In the entries that follow, which lines hold the string "CALLDATA"? List them.

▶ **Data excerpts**
━━━━━━━━━━━━━━━━━━━━
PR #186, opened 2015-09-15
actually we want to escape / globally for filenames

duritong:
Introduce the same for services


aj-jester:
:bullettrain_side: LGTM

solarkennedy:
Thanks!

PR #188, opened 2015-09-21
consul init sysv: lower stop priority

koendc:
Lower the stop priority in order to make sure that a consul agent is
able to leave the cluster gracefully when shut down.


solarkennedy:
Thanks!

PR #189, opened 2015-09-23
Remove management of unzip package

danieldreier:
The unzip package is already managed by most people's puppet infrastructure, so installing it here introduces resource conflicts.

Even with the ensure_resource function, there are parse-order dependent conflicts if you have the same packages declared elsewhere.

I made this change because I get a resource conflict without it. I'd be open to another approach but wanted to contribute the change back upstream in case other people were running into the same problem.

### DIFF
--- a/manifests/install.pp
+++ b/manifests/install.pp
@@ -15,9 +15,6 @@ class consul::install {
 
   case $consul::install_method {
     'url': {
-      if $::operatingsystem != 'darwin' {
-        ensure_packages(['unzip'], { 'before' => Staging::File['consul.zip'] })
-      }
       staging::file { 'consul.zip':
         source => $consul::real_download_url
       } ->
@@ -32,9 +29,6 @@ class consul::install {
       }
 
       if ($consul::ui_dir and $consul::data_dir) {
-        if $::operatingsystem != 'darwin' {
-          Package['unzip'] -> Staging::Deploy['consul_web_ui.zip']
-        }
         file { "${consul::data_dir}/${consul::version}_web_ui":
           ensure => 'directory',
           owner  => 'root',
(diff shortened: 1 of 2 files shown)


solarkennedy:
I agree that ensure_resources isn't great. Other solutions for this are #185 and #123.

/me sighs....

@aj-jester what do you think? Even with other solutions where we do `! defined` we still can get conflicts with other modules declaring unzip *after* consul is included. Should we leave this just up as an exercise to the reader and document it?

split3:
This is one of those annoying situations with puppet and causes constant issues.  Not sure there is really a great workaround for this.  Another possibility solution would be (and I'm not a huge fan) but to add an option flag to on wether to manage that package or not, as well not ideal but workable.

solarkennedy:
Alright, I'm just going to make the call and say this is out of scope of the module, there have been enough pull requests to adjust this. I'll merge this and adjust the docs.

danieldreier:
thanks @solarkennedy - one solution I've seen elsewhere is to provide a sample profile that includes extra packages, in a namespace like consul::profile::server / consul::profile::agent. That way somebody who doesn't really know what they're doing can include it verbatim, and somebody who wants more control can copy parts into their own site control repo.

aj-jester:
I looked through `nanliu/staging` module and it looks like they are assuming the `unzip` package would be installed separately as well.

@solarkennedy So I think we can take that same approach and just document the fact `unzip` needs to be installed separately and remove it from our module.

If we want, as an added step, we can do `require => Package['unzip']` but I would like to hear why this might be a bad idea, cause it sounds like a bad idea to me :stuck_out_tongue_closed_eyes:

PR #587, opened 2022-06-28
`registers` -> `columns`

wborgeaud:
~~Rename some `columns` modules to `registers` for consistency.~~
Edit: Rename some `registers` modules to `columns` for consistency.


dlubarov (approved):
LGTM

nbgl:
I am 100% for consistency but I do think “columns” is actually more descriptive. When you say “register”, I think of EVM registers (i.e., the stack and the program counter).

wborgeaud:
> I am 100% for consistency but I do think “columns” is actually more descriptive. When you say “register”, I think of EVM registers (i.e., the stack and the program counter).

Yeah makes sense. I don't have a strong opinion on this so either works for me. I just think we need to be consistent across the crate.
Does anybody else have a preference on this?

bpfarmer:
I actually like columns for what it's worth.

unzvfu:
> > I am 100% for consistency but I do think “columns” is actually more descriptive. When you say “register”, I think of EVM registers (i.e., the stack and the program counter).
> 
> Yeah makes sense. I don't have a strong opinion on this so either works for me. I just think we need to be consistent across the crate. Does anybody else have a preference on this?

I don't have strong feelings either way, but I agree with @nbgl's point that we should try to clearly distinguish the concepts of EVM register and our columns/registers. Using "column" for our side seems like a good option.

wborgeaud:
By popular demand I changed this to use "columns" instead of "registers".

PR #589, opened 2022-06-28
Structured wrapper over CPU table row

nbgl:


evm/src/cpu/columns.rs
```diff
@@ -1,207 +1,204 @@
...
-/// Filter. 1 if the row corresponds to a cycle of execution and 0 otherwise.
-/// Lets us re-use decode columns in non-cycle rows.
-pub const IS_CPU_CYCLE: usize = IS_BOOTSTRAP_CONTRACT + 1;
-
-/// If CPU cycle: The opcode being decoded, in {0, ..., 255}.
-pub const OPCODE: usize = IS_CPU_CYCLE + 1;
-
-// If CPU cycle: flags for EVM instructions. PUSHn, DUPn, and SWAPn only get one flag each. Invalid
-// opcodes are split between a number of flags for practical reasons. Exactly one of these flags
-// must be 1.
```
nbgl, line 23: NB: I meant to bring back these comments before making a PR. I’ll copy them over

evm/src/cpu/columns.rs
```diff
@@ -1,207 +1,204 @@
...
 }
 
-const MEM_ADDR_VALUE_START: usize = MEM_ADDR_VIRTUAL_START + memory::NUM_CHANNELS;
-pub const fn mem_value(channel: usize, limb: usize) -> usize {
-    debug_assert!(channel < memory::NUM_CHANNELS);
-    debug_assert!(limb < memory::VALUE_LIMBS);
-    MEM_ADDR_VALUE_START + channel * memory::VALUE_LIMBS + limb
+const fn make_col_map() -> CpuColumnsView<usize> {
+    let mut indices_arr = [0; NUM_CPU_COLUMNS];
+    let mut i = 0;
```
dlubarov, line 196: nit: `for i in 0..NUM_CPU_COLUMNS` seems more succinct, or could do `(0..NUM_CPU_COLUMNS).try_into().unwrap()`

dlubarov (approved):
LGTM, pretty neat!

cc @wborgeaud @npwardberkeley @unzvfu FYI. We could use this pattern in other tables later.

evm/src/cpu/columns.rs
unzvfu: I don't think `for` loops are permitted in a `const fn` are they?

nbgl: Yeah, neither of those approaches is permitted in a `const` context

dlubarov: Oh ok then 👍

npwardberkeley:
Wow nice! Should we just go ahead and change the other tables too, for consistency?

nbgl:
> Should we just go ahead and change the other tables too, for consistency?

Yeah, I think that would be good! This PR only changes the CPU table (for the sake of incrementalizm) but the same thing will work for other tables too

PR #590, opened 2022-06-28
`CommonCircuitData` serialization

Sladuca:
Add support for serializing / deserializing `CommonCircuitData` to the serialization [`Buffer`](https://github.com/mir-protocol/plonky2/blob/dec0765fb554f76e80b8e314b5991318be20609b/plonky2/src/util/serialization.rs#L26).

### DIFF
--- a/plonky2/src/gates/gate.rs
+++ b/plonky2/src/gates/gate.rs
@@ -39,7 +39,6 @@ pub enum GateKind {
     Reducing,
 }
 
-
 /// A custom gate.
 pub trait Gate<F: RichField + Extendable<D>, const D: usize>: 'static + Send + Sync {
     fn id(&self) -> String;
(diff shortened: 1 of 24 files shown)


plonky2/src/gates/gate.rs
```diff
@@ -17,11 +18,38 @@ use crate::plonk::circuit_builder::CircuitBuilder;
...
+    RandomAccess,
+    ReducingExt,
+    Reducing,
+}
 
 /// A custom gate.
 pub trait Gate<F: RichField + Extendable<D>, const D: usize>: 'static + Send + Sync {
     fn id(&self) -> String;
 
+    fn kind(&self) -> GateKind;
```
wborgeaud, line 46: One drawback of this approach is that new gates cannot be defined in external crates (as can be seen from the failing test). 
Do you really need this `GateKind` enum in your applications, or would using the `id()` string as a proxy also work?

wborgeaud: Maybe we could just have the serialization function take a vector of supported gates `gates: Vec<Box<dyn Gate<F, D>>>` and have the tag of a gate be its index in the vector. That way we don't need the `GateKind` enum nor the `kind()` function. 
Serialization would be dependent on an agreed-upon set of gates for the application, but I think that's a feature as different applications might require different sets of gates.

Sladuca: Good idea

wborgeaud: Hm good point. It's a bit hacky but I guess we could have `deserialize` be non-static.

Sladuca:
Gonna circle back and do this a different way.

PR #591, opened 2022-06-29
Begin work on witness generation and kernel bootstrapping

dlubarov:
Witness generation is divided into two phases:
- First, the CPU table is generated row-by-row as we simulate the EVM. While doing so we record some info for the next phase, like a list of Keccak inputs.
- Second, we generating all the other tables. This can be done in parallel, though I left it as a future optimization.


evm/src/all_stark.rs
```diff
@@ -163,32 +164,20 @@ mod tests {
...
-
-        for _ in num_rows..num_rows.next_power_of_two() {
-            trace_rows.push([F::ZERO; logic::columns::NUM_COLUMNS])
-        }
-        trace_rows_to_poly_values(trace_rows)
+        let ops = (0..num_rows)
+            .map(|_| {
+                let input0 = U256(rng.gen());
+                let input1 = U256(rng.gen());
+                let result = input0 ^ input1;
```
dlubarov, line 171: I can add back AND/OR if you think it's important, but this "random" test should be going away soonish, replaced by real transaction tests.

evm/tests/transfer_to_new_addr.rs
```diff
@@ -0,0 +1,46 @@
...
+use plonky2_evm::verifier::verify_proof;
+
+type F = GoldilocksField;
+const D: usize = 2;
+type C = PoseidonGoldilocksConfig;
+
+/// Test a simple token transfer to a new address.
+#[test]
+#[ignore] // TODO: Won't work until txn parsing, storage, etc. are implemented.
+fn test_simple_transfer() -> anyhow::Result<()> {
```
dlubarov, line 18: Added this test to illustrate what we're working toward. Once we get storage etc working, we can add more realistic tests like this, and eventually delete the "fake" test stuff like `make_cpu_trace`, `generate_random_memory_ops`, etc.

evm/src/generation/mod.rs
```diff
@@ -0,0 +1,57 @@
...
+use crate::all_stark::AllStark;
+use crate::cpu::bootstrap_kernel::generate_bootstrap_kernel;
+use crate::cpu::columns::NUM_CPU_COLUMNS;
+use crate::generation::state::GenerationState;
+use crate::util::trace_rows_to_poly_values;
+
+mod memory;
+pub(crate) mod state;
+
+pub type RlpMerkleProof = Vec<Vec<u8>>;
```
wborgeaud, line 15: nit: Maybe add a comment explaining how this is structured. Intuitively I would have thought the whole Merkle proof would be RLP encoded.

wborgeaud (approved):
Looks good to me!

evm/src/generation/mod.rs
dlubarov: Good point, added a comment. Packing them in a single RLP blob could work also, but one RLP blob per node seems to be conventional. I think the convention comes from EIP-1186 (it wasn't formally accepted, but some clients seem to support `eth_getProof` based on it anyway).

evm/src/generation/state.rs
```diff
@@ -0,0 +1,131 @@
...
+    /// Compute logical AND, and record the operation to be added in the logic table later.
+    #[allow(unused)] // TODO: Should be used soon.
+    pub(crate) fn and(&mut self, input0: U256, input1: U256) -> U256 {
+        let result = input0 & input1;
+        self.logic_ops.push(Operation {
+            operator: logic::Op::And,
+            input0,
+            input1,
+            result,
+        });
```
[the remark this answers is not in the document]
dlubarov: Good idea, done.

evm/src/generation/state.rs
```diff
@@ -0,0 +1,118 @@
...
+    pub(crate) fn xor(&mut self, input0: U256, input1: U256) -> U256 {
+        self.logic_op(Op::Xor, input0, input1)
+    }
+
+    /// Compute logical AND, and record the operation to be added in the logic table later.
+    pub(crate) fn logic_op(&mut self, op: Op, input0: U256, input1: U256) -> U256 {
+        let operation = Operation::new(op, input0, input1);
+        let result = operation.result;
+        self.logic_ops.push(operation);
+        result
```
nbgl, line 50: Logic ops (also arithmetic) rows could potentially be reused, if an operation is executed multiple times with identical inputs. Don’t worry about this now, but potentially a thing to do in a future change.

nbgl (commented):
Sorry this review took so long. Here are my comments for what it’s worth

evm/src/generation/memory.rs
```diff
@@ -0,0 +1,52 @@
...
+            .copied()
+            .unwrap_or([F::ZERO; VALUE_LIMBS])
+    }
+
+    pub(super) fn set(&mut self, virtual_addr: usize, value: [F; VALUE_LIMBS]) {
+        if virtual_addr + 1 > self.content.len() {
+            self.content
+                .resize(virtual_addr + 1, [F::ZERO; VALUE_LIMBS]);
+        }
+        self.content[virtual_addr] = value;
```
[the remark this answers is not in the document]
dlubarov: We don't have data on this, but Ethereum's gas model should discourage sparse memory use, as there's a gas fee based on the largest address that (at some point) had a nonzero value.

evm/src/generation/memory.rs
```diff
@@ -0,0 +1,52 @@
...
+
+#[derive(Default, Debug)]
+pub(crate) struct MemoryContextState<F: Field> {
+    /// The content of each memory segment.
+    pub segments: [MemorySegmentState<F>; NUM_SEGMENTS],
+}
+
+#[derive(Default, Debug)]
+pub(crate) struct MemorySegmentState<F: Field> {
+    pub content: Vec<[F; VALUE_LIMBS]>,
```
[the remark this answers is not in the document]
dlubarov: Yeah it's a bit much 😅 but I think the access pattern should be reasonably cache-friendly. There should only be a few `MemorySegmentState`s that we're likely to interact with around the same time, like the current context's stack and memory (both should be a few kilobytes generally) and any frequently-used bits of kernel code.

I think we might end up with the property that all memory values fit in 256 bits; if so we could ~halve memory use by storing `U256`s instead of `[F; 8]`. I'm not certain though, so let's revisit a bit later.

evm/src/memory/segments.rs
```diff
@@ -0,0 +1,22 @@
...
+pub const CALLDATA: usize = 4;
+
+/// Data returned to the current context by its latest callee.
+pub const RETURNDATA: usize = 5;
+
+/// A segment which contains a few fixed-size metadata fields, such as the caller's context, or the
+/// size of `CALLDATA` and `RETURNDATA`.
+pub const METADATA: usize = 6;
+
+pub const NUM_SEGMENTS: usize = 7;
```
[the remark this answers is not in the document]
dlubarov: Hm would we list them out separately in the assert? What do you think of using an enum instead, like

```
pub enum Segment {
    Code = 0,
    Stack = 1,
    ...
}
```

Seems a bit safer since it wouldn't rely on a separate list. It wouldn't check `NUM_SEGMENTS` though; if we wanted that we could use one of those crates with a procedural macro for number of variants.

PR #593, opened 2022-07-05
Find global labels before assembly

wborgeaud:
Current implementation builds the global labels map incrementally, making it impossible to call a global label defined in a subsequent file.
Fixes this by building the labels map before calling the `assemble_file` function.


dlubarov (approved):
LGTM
━━━━━━━━━━━━━━━━━━━━
▶ **Answer section**
+pub const CALLDATA: usize = 4;
+/// size of `CALLDATA` and `RETURNDATA`.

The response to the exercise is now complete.